Leopardwood in particular has been well known for Tyloses since the late 1800's


----------



## boxcarmarty (Dec 9, 2011)

It was an albino leopard…..


----------



## pintodeluxe (Sep 12, 2010)

Use a colored wax like Howard's Walnut Wax to fill the pores.


----------



## Kentuk55 (Sep 21, 2010)

Good idea from pinto. I hate woods that come out like this. I have 2 bolt actions that I did from Red Palm, and they look like %^*& !!


----------



## TedW (May 6, 2012)

Thanks for the replies, everybody.

EP, thanks for your hugely informative reply and the link. I figured it was some sort of mineral in the wood. Somebody else told me it was due to oil in the wood, but that just didn't sit right with me. I was thinking it's lime, silica or something of the sort. I'd still like to hide it somehow. I appreciate what you say about celebrating the amazingness of the wood, but I'm making gift items for other people so it would be more like explaining the white stuff and why they "should" like it.

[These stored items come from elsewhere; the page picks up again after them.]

Issue #11, opened 2020-08-06
QPACK


stammw:
QPACK defines the way Headers are encoded on the wire. It has a [separate draft], but HTTP/3 simply cannot work without it. It is able to reuse already exchanged header names and values, by sending only reference to them in a dynamic table, which each peer maintain. An HTTP/3 connection as two unidirectional streams, one for each encoding directions: Encoder and decoder streams.

A valid implementation of it is ready to be imported from [`quinn-h3`]. It has some minor API design flaws though. @djc and I were about to [address them], but i'm not aware of any progress on this. Being the first bit I wrote, there are also some [identified improvement vectors]. Never the less, this part has a high test coverage but needs some fuzzing.

[separate draft]: https://quicwg.org/base-drafts/draft-ietf-quic-qpack.html
[`quinn-h3`]: https://github.com/djc/quinn/tree/master/quinn-h3/src/qpack
[address them]: https://github.com/djc/quinn/issues/228
[identified improvement vectors]: https://github.com/djc/quinn/issues?q=is%3Aissue+is%3Aopen+qpack

PR #17, opened 2020-09-24
Qpack

stammw:
Adresses #11 

This is an import of `quinn-h3`'s `qpack` module, with a few API adjustments: `Encoder` and `Decoder` structs instead of functions operating on `DynamicTable`s.

This doesn't contains refactorings mentionned in #11. Those can be defered after connection management implementation and benchmarking.


stammw:
Abandonning since included in #21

Fridge & Marty…. uhhh boy….









I've been too busy with my paying work lately, to give this any further attention. I will try dye, watco and colored wax to see if that makes a difference. I think it is showing up so much on this piece because it's turned rather than flat. Or it may just be the pieces I acquired have an exceptionally large amount of tyloses.

I'll post more about this when I get a chance to do some more tinkering with it.


----------



## TedW (May 6, 2012)

I still haven't tried dye yet but spray lacquer (rattle can) seems to yield acceptable results. The Tyloses is more visible in this photo than it actually is-I can see it but it doesn't jump out at me.


----------



## jayseedub (Jan 7, 2013)

I have found the same thing happening to a box I'm working on with leopardwood. Worried me quite a bit-until I put some mineral spirits on it and it disappeared. That suggested to me that whatever was causing it would be eliminated when I put some finish on it (BLO, and shellac both seemed to eliminate it). Sure enough, the white flecks/spots disappeared the moment I put some finish on it. No pore filler, nothing needed.

Not sure why it happens-but it hasn't been an issue for me.


----------